Home » Brooklyn Museum begins exhibition of African American art

Brooklyn Museum begins exhibition of African American art

by admin
Brooklyn Museum begins exhibition of African American art

NEW YORK (UNITED STATES), 02/06/2024.- A woman takes a photo of photographs of Deana Lawson, belonging to the art collection of singer Alicia Keys and her husband, producer Swizz Beatz, titled ‘Giants’ (‘ Giants’), today, in the Brooklyn Museum in New York (United States). In its next exhibition, the Brooklyn museum vindicates the presence of African-American artists in museums and opens a “great” conversation about racial discrimination through a collection of almost 100 works temporarily donated by artists Alicia Keys and her husband Swizz Beatz. EFE/ Ángel Colmenares

He museo de Brooklyn In his next exhibition, he vindicates the presence of African-American artists in museums and opens a “great” conversation about racial discrimination through a collection of almost one hundred works temporarily donated by the artists. Alicia Keys and her husband Swizz Beatz.

‘Giants’ is the title of the set of 98 works that are part of the donation from the Dean family (the real surname of hip-hop producer and DJ Swizz Beatz, Kasseem Dean) and which can be seen starting this Saturday, February 10 and until July 7 inside the New York museum.

Alicia Keys.

«We want to remind the public that there are many artists, and that the art world can be very biased in terms of which stories and which artists receive attention, recognition and inclusion in museums. We must always expand the stories we tell and the names we make known.”the curator of the exhibition explained to EFE, Kimberli Gant.

The title of the exhibition refers to various aspects that characterize the exhibition, such as the extensive compilation of pieces by emblematic artists or the inclusion of immense murals, and is related to the Deans’ strong belief that “all artists are giants.” .

See also  At least 16 dead by landslide in Ecuador – 102nine Periódico Digital de El Salvador territory of young adults

The couple – originally from New York – began collecting works of art 25 years ago, and through their openness to the public they both now aim to bring together the community of the Brooklyn district in a place focused on the arts and creativity, just as They explain in a recording that the viewer can hear in the exhibition itself.

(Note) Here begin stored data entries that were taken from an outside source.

PR #37, opened 2015-12-07
feat/new_config: better, more robust, more flexible configuration

humm:
@omangin 
Can you check that it works for you before I push everything in master ?


omangin:
That works with me, with 0bfe921.

The test not passing are another issue: one test behaves unpredictably by randomly failing due to ordering of the results in the dictionary.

The first part of the exhibition, ‘Becoming Giants’opens with the recreation of a children’s room made by the Jamaican Ebony G. Patterson and delves into the role of collectors and the beginning of the prolific musical careers of the Deans, winners of several Grammy Awards.

Exploration of African American art

The viewer continues their journey through African American art with ‘On the shoulders of giants’a series of rooms in which the South African’s abstract painting stands out Esther Mahlangu -which represents through striking colors the tradition of the South African ‘ndebele’ ethnic group of painting their houses- and a work by the renowned Jean-Michel Basquiatin which he pays tribute to the African-American writer Langston Hughes.

But the most striking work is an immense mural by the portraitist Kehinde Wileyin which he reinterprets a marble sculpture originally made by the Frenchman Auguste Clesinger: In his work, Wiley paints a black man lying among flowers in a casual attitude, making use of techniques and styles historically associated with the portraits of white European artists.

The exhibition ends with ‘Giant Conversations’, a compilation of works that criticize historical discrimination and stereotypes associated with the African-American population, including works by artists such as Deborah Roberts (Texas), which claims in several collages the beauty of young African-American women and criticizes the European beauty standard.

See also  Create the future hand in hand——Written on the occasion of the Boao Forum for Asia Annual Conference 2023

In this section, the public will also be able to see a painting of Qualeasha Woodoriginally from New Jersey, in which she expresses the femininity of ‘queer’ African American women through the representation of several black virgins in which she combines Catholic iconography with the technology of today’s society, as one of the figures holds a cell phone in hand.

According to the museum, part of the exhibition – whose tickets cost $27 – will enter the institution’s permanent collection. EFE (I)

You may also like

Leave a Comment

This site uses Akismet to reduce spam. Learn how your comment data is processed.